ConCerNet: A Contrastive Learning Based Framework for Automated
Conservation Law Discovery and Trustworthy Dynamical System Prediction
- URL: http://arxiv.org/abs/2302.05783v4
- Date: Wed, 19 Jul 2023 16:14:31 GMT
- Title: ConCerNet: A Contrastive Learning Based Framework for Automated
Conservation Law Discovery and Trustworthy Dynamical System Prediction
- Authors: Wang Zhang, Tsui-Wei Weng, Subhro Das, Alexandre Megretski, Luca
Daniel, Lam M. Nguyen
- Abstract summary: This paper proposes a new learning framework named ConCerNet to improve the trustworthiness of the DNN based dynamics modeling.
We show that our method consistently outperforms the baseline neural networks in both coordinate error and conservation metrics.
- Score: 82.81767856234956
- License: http://arxiv.org/licenses/nonexclusive-distrib/1.0/
- Abstract: Deep neural networks (DNN) have shown great capacity of modeling a dynamical
system; nevertheless, they usually do not obey physics constraints such as
conservation laws. This paper proposes a new learning framework named ConCerNet
to improve the trustworthiness of the DNN based dynamics modeling to endow the
invariant properties. ConCerNet consists of two steps: (i) a contrastive
learning method to automatically capture the system invariants (i.e.

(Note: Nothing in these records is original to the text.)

PR #1787, opened 2020-11-06
Add TSM exporter

treydock:
Adds link to TSM exporter (Tivoli Storage Manager) which is also called IBM Spectrum Protect.  This is a common enterprise backup and archival solution.

### DIFF
--- a/content/docs/instrumenting/exporters.md
+++ b/content/docs/instrumenting/exporters.md
@@ -111,6 +111,7 @@ wide variety of JVM-based applications, for example [Kafka](http://kafka.apache.
    * [Hadoop HDFS FSImage exporter](https://github.com/marcelmay/hadoop-hdfs-fsimage-exporter)
    * [Lustre exporter](https://github.com/HewlettPackard/lustre_exporter)
    * [ScaleIO exporter](https://github.com/syepes/sio2prom)
+   * [Tivoli Storage Manager/IBM Spectrum Protect exporter](https://github.com/treydock/tsm_exporter)
 
 ### HTTP
    * [Apache exporter](https://github.com/Lusitaniae/apache_exporter)


brian-brazil:
Most of my comments on improving the Netapp exporter also apply here.

This exporter is putting passwords on the commandline, this is insecure - please fix this. If there's a way to avoid shelling out that'd be even better.

The timeouts here also seem more complicated than they need to be, a single overall timeout should cover things.

The mix of literal values and regexes in the config to limit returned values is a little inconsistent, have you considered only having regexes?

For libvolume_media, how many statuses are these and will 0s be returned? libvolume_scratch also seems redundant, as that information is already in libvolume_media.

Usually boolean metrics are positive, so I'd call things completed rather than not_completed to avoid double negatives.

`name` is a bit generic as a label name in this context, where these devices seem to have at least four different types of names. Be explicit and use drive_name etc. (or just drive) to avoid confusion.

content/docs/instrumenting/exporters.md
```diff
@@ -111,6 +111,7 @@ wide variety of JVM-based applications, for example [Kafka](http://kafka.apache.
    * [Hadoop HDFS FSImage exporter](https://github.com/marcelmay/hadoop-hdfs-fsimage-exporter)
    * [Lustre exporter](https://github.com/HewlettPackard/lustre_exporter)
    * [ScaleIO exporter](https://github.com/syepes/sio2prom)
+   * [TSM exporter](https://github.com/treydock/tsm_exporter)
```
brian-brazil, line 114: I don't know what TSM is, spell it out.

treydock:
> Most of my comments on improving the Netapp exporter also apply here.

conservation properties) along the trajectory observations; (ii) a neural
projection layer to guarantee that the learned dynamics models preserve the
learned invariants. We theoretically prove the functional relationship between
the learned latent representation and the unknown system invariant function.
Experiments show that our method consistently outperforms the baseline neural
networks in both coordinate error and conservation metrics by a large margin.
With neural network based parameterization and no dependence on prior
knowledge, our method can be extended to complex and large-scale dynamics by
leveraging an autoencoder.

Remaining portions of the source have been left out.